[Start of section]

Issue #6073, opened 2020-02-25
[Feedback] User should be able to type value in lookups


unlikelyzero:
##### ISSUE TYPE
 - Bug Report

##### SUMMARY
A web ui user should not have to click on the magnifying glass icon in order to perform a lookup. Example: the Organization search field under the Create New User form only works if I click on the magnifying glass

In legacy awx, you could type the name of the resource

##### ENVIRONMENT
* AWX version: 9.next

##### ADDITIONAL INFORMATION
<img width="614" alt="Screen Shot 2020-02-25 at 5 16 25 PM" src="https://user-images.githubusercontent.com/12446869/75292637-92834500-57f2-11ea-80a9-2fb93e3fd68b.png">

jlmitch5:
as this enhancement is for lookup fields inside forms (which we refer to as lookups) and not list search bar (which does allow you to type and click enter to create the search), I've updated the text of the issue.

mabashian:
I think this is worth looking in to for an initial release.  I do agree that this would be very nice UX behavior.

mabashian:
link https://github.com/ansible/awx/issues/6089 - there's a lot of overlap between these two issues IMO.  We could potentially address both with one set of changes.

tiagodread:
Verified that:

single select lookup can be typed and find results properly
multiple select lookup keep working as is
all e2e tests are passing

PR #10257, opened 2021-05-25
Adds support for typing values into single select lookups

mabashian:
##### SUMMARY
link #6073 

This adds support for typing values into single select lookups.  Multi-select lookups (credentials on the JT form, instance groups, etc) will remain unchanged.

An input is now rendered next to the lookup button which will allow users to type a value in.

Here's the button (which opens the modal):

Screen Shot 2021-05-25 at 9 37 52 AM

Here's the input (which lets users type a value in):

Screen Shot 2021-05-25 at 9 37 52 AM

There's a debounce on the input so that we only make a request to check to see if the name is valid after a second of no typing.

The tricky part of this implementation was handling validation on the lookup fields.  If a user types in a string that does not exactly match a value that they can use then we want to show an error indicating that no matching value was found:

Screen Shot 2021-05-25 at 9 41 25 AM

but this was tricky because some of these fields are required so the validation functions would need to change a bit.

Since the typed text and the actual underlying value of the lookup are different the validation function would need to have access to both values whenever it runs for this to work.  This meant either storing the typed text up at the form level _or_ pushing the validation down into the lookup(s).  After talking with @keithjgrant we decided to go down the route of pushing the validation down to the lookups.

You can now pass an optional validation function down to the various lookups that will get combined with the typeahead validation via the useField hook.

Here's the whole thing in action:

typeahead

##### ISSUE TYPE
 - Feature Pull Request

##### COMPONENT NAME
 - UI

### DIFF
--- a/awx/ui_next/src/components/Lookup/CredentialLookup.jsx
+++ b/awx/ui_next/src/components/Lookup/CredentialLookup.jsx
@@ -114,31 +114,32 @@ function CredentialLookup({
 
   const checkCredentialName = useCallback(
     async name => {
-      if (name && name !== '') {
-        try {
-          const typeIdParams = credentialTypeId
-            ? { credential_type: credentialTypeId }
-            : {};
-          const typeKindParams = credentialTypeKind
-            ? { credential_type__kind: credentialTypeKind }
-            : {};
-          const typeNamespaceParams = credentialTypeNamespace
-            ? { credential_type__namespace: credentialTypeNamespace }
-            : {};
+      if (!name) {
+        onChange(null);
+        return;
+      }
 
-          const {
-            data: { results: nameMatchResults, count: nameMatchCount },
-          } = await CredentialsAPI.read({
-            name,
-            ...typeIdParams,
-            ...typeKindParams,
-            ...typeNamespaceParams,
-          });
-          onChange(nameMatchCount ? nameMatchResults[0] : null);
-        } catch {
-          onChange(null);
-        }
-      } else {
+      try {
+        const typeIdParams = credentialTypeId
+          ? { credential_type: credentialTypeId }
+          : {};
+        const typeKindParams = credentialTypeKind
+          ? { credential_type__kind: credentialTypeKind }
+          : {};
+        const typeNamespaceParams = credentialTypeNamespace
+          ? { credential_type__namespace: credentialTypeNamespace }
+          : {};
+
+        const {
+          data: { results: nameMatchResults, count: nameMatchCount },
+        } = await CredentialsAPI.read({
+          name,
+          ...typeIdParams,
+          ...typeKindParams,
+          ...typeNamespaceParams,
+        });
+        onChange(nameMatchCount ? nameMatchResults[0] : null);
+      } catch {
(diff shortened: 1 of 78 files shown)


nixocio:
I triggered an e2e test run.

nixocio (approved):

awx/ui_next/src/components/Lookup/CredentialLookup.jsx
```diff
@@ -111,6 +112,39 @@ function CredentialLookup({
     }
   );
 
+  const checkCredentialName = useCallback(
+    async name => {
+      if (name && name !== '') {
```
keithjgrant: To un-nest this all a bit, you could handle the `else` case first and return early:

```
if (!name) {
  onChange(null);
  return;
}
...
```

Also, the empty string check is redundant, so probably not necessary

awx/ui_next/src/components/Lookup/InventoryLookup.jsx
```diff
@@ -73,6 +74,24 @@ function InventoryLookup({
     }
   );
 
+  const checkInventoryName = useCallback(
+    async name => {
+      if (name && name !== '') {
```
keithjgrant: same here with returning early to un-nest the logic one level

awx/ui_next/src/components/Lookup/Lookup.jsx
```diff
@@ -44,9 +45,23 @@ function Lookup(props) {
...
+    fieldName,
+    validate,
   } = props;
+  const [typedText, setTypedText] = useState('');
+  const debounceRequest = useDebounce(onDebounce, 1000);
+
+  useField({
+    name: fieldName,
+    validate: val => {
+      if (!multiple && !val && typedText && typedText !== '') {
```
keithjgrant, line 59: empty string check is redundant

awx/ui_next/src/components/Lookup/OrganizationLookup.jsx
```diff
@@ -69,6 +69,24 @@ function OrganizationLookup({
     }
   );
 
+  const checkOrganizationName = useCallback(
+    async name => {
+      if (name && name !== '') {
```
keithjgrant: same

awx/ui_next/src/components/Lookup/ProjectLookup.jsx
```diff
@@ -72,6 +73,24 @@ function ProjectLookup({
     }
   );
 
+  const checkProjectName = useCallback(
+    async name => {
+      if (name && name !== '') {
```
keithjgrant: same

keithjgrant (approved):
looks good! just a few minor readability suggestions

awx/ui_next/src/components/Lookup/CredentialLookup.jsx
mabashian: Good call - I like that

tiagodread (approved):
Verified that:
- single select lookup can be typed and find results properly
- multiple select lookup keep working as is
- all e2e tests are passing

[End of section]

__Task details__
Starting with the first line of the listing, output each line exactly until you have included the one containing "##### ENVIRONMENT".

__Task result__
Issue #6073, opened 2020-02-25
[Feedback] User should be able to type value in lookups


unlikelyzero:
##### ISSUE TYPE
 - Bug Report

##### SUMMARY
A web ui user should not have to click on the magnifying glass icon in order to perform a lookup. Example: the Organization search field under the Create New User form only works if I click on the magnifying glass

In legacy awx, you could type the name of the resource

##### ENVIRONMENT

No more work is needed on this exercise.